La conferma di questa suggestiva e innovativa modifica è arrivata dal portavoce della Rfef, Jorge Carretero: "D'ora in avanti i calciatori di questi paesi che giocano in Spagna, così come quelli che saranno tesserati in futuro, saranno considerati come quelli provenienti dai paesi dell'Unione". La modifica di regolamento, sollecitata in particolare dal Real Madrid e dal Getafe, apre scenari interessanti liberando diversi posti per extracomunitari e incoraggiando il tesseramento di giocatori africani, soprattutto in vista dell'imminente edizione della Coppa d'Africa, in programma a Gennaio 2008.
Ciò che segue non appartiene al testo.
PR #385, opened 2020-07-08
Fix lambda check in logging optimizer

ProfFan:
We didn't check the maximum lambda in the logging optimizer :)

---
This change is [Reviewable](https://reviewable.io/reviews/borglab/gtsam/385)


dellaert:
Failing build?

cython/gtsam/utils/logging_optimizer.py
```diff
@@ -46,5 +46,6 @@ def gtsam_optimize(optimizer,
     def check_convergence(optimizer, current_error, new_error):
         return (optimizer.iterations() >= params.getMaxIterations()) or (
             gtsam.checkConvergence(params.getRelativeErrorTol(), params.getAbsoluteErrorTol(), params.getErrorTol(),
-                                   current_error, new_error))
+                                   current_error, new_error)) or (optimizer.lambda_() > params.getlambdaUpperBound())
```
varunagrawal, line 49: Should be `optimizer.lambda()` not `lambda_()` (no underscore).

ProfFan: should have underscore as lambda is a reserved word

ProfFan:
I see what is happening, we need to first check if it is a LM optimizer, otherwise it will not have lambda.

cython/gtsam/utils/logging_optimizer.py
```diff
@@ -46,5 +46,7 @@ def gtsam_optimize(optimizer,
     def check_convergence(optimizer, current_error, new_error):
         return (optimizer.iterations() >= params.getMaxIterations()) or (
             gtsam.checkConvergence(params.getRelativeErrorTol(), params.getAbsoluteErrorTol(), params.getErrorTol(),
-                                   current_error, new_error))
+                                   current_error, new_error)) or (
+            type(optimizer).__name__ == "LevenbergMarquardtOptimizer" and optimizer.lambda_() > params.getlambdaUpperBound())
```
dellaert, line 50: Oops, did you actually run the test? it should be lambda as that is wrapped. No problem with reserved word as it's a method I think.

ProfFan: I actually run the test, and indeed lambda is not usable, and is converted as `lambda_` in the wrapper.

dellaert: The *cython* wrapper?

ProfFan: Yes

ProfFan: https://colab.research.google.com/drive/1AJ-6mlrDhhV3Uqbn7ahHDEy6dUWsmsDe?usp=sharing

dellaert: But how did it ever work for me then?

ProfFan: The logic is in `wrap/FullyOverloadedFunction.cpp`:
```
/// Cython: Rename functions which names are python keywords
  static const std::array<std::string, 2> pythonKeywords;
  static std::string pyRename(const std::string& name) {
    if (std::find(pythonKeywords.begin(), pythonKeywords.end(), name) ==
        pythonKeywords.end())
      return name;
    else
      return name + "_";
  }
```

varunagrawal, line 50: You should use `isinstance` rather than typing up hard coded strings.

cython/gtsam/tests/test_logging_optimizer.py
```diff
@@ -43,6 +43,11 @@ def setUp(self):
         self.optimizer = gtsam.GaussNewtonOptimizer(
             graph, initial, self.params)
 
+        self.lmparams = gtsam.LevenbergMarquardtParams()
+        self.lmoptimizer = gtsam.LevenbergMarquardtOptimizer(
```
varunagrawal, line 47: I believe this can be done better.

I recommend a factory function that constructs the optimizer based on a flag or callable. 

Feel free to ignore and add a TODO if you're strapped for time.

cython/gtsam/utils/logging_optimizer.py
ProfFan: Sure :)

ProfFan: done

cython/gtsam/tests/test_logging_optimizer.py
ProfFan: I believe we can deal with this later :)

varunagrawal: Be sure to add a TODO :)

varunagrawal:
@dellaert we're blocked on your review of this PR. :slightly_smiling_face: 
I have already approved it if that helps.

PR #386, opened 2020-07-09
CombinedImuFactor Serialization Fix

### LINKED ISSUE #158: Serialization bug
## Description
There seems to be a bug in CombinedImuFactor.h in the PreintegrationCombinedParams struct. When the serialize function is called,  only the data in PreintegratedRotation::Params will be serialized, but not the data in PreintegrationParams.

## Steps to reproduce

I didn't experience any segfault. I just came across while resolving some other issue.

## Expected behavior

Chi sicuramente esce avvantaggiato da questa nuova norma è il Barcellona, che ha 2 giocatori africani in rosa: il camerunense Eto'o e l'ivoriano Touré. Il provvedimento riguarda anche il Real Madrid per Diarra (Mali), l'Almeria per Kalu Uche (Nigeria), il Getafe per Ikechukwu Uche (Nigeria), il Siviglia per Arouna Konè (Costa d'Avorio), il Levante per Ettien (Cameroon) e l' Osasuna per Webò (Cameroon).
Decisione che sicuramente aprirà nuovi scenari nel mondo del calcio spagnolo, e non solo.